I ripped at his clothes. No comlog. No other weapons. There was a tattoo of a blue trident just above his heart. “Goonda?” I said.
“Yeah … Parvati Brotherhood.”
Outside the Web. Probably very hard to trace. “All of you?”
“Yeah … please … get me some help … oh, shit … please ..… ” He sagged, almost unconscious.
I dropped him, stepped back, and sprayed the stun beam over him.
Johnny was sitting up, rubbing his throat, and staring at me with a strange gaze.
“Get dressed,” I said. “We’re leaving.”
The EMV was an old, transparent Vikken Scenic with no palm-locks on the ignition plate or diskey. We caught up to the terminator before we had crossed France and looked down on darkness that Johnny said was the Atlantic Ocean. Except for lights of the occasional floating city or drilling platform, the only illumination came from the stars and the broad, swimming-pool glows of the undersea colonies.
“Why are we taking their vehicle?” asked Johnny.

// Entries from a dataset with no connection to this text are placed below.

PR #132, opened 2025-06-27
Overview Tab has redirect link to results table

aashir21:
# Why?

- Refer to https://github.com/galasa-dev/projectmanagement/issues/2281


galasa-ui/src/components/test-runs/OverviewTab.tsx
```diff
@@ -10,10 +10,19 @@ import InlineText from "./InlineText";
...
 
 const OverviewTab = ({ metadata }: { metadata: RunMetadata }) => {
   const tags = metadata?.tags || [];
   const translations = useTranslations("OverviewTab");
+  
+  const TWO_DAYS_GO = getTwoDaysAgo();
+  const MONTH_AGO = getOneMonthAgo();
+  const COMMON_LINK_URL = `/test-runs?runName=${metadata?.runName}&bundle=${metadata?.bundle}&group=${metadata?.group}&package=${metadata?.package}`;
+  const SAME_TEST_RUN_LINK = `${COMMON_LINK_URL}&from=${MONTH_AGO}`;
+  const OTHER_ATTEMPTS_AT_TEST = COMMON_LINK_URL + `&submissionId=${metadata?.submissionId}&from=${TWO_DAYS_GO}`;
```
eamansour: Does `OTHER_ATTEMPTS_AT_TEST` refer to getting the re-queues of the same test (e.g. RUN1-2, RUN1-3, etc.)? Or does it refer to running the same test as a different submission (e.g. a different `galasactl runs submit` command)?

If it means running the same test as a different submission, those runs may not have the same group (if no group is given in the `galasactl runs submit`, it'll get an auto-generated group ID) and will not have the same submission ID as the original test. This means that the link won't return the expected results.

Might need to clarify the name of the constant to avoid this ambiguity.

galasa-ui/src/tests/components/OverviewTab.test.tsx
```diff
@@ -6,14 +6,21 @@
...
 jest.mock('@carbon/react', () => ({
   Tag: ({ children }: { children: React.ReactNode }) => (
     <span data-testid="mock-tag">{children}</span>
   ),
+  Link: ({ children, href, renderIcon }: { 
+    children: React.ReactNode; 
+    href: string; 
+    renderIcon?: React.ComponentType 
+  }) => (
+    <a href={href} data-testid="mock-link">{children}</a>
```
eamansour, line 23: Maybe we should unit test that the right link is set? Will need to mock out the date

galasa-ui/src/components/test-runs/OverviewTab.tsx
```diff
@@ -66,6 +75,15 @@ const OverviewTab = ({ metadata }: { metadata: RunMetadata }) => {
             <p>{translations("noTags")}</p>
           )}
         </div>
+
+        <div className={styles.redirectLinks}>
+          <Link href={SAME_TEST_RUN_LINK} renderIcon={Launch}>
+            View other runs of this test...
+          </Link>
+          <Link href={OTHER_ATTEMPTS_AT_TEST} renderIcon={Launch}>
+            View other attempts at running this test run...
```
eamansour: The text in these links need to be internationalized in the en.json and de.json files

galasa-ui/src/components/test-runs/OverviewTab.tsx
```diff
@@ -1,19 +1,46 @@
+"use client";
```
eamansour: Minor - can we move this `use client` down after the copyright statement?

galasa-ui/src/components/test-runs/OverviewTab.tsx
```diff
@@ -1,19 +1,46 @@
...
+
+  const OTHER_RECENT_RUNS = `/test-runs?testName=${metadata?.testName}&bundle=${metadata?.bundle}&group=${metadata?.group}&package=${metadata?.package}&from=${MONTH_AGO}`;
+  const RETRIES_FOR_THIS_TEST_RUN = `/test-runs?submissionId=${metadata?.submissionId}&from=${weekBefore}`;
+
+  useEffect(() => {
+
+    const validateTime = () => {
+
+      const validatedTime = getAWeekBeforeSubmittedTime(metadata?.rawSubmittedAt!);
+      if (validatedTime === "Invalid date") {
```
eamansour: If the time is invalid, instead of setting an "Invalid date" value - maybe we either throw an error and catch it, or return a null value?

galasa-ui/src/components/test-runs/OverviewTab.tsx
```diff
@@ -66,6 +93,21 @@ const OverviewTab = ({ metadata }: { metadata: RunMetadata }) => {
...
         </div>
+
+        <div className={styles.redirectLinks}>
+          <Link href={OTHER_RECENT_RUNS} renderIcon={Launch}>
+            {translations("recentRunsLink")}
+          </Link>
+
+          {/* Only show the link if date is valid */}
+          {
+            weekBefore !== "Invalid date" && (
```
eamansour: See above comment about not setting a string value for an invalid value

galasa-ui/src/utils/interfaces/testRuns.ts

“I want to see where they farcast from.”
“He said the Lusus Shrike Temple.”
“Yeah. Now we’ll see.”
Johnny’s face was barely visible as he looked down at the dark sea twenty klicks below. “Do you think those men will die?”
“One was already dead,” I said. “The guy with the punctured lung will need help. Two of them’ll be okay. I don’t know about the one who went out the window. Do you care?”
“Yes. The violence was … barbaric.”
“ ‘Though a quarrel in the street is a thing to be hated, the energies displayed in it are fine,’ ” I quoted. “They weren’t cybrids, were they?”
“I think not.”
“So there are at least two groups out to get you … the AIs and the bishop of the Shrike Temple. And we still don’t know why.”
“I do have an idea now.”
I swiveled in the foam recliner. The constellations above us—familiar neither from holos of Old Earth’s skies nor from any Web world I knew—cast just enough light to allow me to see Johnny’s eyes. “Tell me,” I said.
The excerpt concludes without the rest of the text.